::: Data for this task

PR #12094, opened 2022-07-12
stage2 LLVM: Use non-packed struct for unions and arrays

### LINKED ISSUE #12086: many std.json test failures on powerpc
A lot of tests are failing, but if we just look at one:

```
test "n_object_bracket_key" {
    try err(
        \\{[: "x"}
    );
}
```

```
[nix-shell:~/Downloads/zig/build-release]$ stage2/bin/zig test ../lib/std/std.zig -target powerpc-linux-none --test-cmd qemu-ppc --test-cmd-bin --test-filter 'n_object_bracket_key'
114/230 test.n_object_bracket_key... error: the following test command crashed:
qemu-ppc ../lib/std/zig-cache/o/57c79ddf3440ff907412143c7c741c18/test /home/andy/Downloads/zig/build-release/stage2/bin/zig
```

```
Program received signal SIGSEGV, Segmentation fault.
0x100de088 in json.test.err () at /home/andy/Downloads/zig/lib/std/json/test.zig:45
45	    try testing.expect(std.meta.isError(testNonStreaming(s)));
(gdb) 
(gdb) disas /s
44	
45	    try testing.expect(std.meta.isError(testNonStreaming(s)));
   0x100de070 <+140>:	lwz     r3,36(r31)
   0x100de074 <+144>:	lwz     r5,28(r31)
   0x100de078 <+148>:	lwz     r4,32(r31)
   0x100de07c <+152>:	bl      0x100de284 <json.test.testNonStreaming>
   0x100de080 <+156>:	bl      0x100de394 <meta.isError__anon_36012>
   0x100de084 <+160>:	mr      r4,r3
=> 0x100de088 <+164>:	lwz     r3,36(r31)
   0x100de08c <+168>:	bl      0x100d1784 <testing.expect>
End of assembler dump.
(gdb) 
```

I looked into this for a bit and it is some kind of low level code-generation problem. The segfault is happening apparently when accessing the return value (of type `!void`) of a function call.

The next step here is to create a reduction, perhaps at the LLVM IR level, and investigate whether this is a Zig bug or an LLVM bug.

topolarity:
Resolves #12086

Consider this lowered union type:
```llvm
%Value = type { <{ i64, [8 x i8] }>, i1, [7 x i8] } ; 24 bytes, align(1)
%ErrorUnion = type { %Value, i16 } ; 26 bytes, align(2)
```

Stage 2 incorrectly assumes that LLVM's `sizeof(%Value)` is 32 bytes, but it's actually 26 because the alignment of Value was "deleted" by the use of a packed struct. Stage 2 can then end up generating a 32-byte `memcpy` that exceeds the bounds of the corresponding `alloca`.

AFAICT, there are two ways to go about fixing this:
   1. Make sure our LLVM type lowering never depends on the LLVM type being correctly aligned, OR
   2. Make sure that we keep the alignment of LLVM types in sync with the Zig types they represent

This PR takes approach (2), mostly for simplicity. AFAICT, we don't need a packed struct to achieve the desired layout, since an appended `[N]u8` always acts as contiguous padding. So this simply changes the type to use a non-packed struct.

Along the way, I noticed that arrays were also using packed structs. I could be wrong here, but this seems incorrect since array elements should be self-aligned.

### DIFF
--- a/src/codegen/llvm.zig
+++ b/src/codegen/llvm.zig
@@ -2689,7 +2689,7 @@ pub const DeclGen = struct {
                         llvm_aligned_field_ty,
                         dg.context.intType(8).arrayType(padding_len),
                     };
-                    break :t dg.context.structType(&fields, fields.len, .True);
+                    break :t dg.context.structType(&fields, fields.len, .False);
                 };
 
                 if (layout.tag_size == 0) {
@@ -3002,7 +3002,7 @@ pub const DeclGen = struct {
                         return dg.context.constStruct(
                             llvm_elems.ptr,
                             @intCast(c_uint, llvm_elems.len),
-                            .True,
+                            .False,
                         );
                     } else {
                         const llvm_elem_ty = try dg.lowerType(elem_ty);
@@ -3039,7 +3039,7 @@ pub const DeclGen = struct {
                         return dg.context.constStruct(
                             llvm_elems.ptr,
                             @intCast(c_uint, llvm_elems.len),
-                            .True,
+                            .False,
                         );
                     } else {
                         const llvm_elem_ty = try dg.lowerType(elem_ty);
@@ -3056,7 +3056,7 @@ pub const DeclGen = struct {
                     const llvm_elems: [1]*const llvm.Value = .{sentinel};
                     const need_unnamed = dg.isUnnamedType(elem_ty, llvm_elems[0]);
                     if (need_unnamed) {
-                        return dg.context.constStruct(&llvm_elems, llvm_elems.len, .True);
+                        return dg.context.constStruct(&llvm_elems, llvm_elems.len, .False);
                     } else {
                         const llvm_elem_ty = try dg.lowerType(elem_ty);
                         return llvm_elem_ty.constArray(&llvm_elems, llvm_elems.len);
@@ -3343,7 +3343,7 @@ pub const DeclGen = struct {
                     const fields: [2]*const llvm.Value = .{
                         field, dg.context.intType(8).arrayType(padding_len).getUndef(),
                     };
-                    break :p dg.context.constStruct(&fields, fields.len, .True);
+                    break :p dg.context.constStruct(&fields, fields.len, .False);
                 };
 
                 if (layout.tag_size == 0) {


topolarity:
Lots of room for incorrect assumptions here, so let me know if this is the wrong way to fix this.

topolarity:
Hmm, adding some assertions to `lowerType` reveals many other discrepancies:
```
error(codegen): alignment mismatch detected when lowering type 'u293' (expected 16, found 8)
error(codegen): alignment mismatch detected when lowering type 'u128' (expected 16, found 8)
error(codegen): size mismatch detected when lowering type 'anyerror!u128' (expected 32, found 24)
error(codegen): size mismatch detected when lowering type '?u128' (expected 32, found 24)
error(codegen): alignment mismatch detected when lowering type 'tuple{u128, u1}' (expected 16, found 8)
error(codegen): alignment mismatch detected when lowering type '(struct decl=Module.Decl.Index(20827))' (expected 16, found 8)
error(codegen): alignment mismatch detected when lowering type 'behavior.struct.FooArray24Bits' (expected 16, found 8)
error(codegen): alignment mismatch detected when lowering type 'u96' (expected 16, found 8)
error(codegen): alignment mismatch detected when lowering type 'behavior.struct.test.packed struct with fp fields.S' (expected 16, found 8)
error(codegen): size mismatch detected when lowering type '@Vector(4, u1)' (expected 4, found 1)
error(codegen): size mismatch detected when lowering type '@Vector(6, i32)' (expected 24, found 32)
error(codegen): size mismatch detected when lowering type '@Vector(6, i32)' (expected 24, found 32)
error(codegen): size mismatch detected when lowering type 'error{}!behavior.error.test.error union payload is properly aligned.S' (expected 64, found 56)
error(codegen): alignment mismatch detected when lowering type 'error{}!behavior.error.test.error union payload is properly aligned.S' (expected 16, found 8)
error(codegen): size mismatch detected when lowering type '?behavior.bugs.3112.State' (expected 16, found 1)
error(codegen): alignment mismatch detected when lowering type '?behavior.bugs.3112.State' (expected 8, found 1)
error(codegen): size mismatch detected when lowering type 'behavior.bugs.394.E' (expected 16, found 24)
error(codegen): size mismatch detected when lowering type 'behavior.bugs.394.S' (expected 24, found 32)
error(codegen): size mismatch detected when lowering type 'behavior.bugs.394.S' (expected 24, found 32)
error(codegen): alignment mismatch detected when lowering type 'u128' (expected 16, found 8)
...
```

::::::

*Work request*. When a line holds the string "arrays", pull it out of the listing.

*Written solution*.
stage2 LLVM: Use non-packed struct for unions and arrays
Along the way, I noticed that arrays were also using packed structs. I could be wrong here, but this seems incorrect since array elements should be self-aligned.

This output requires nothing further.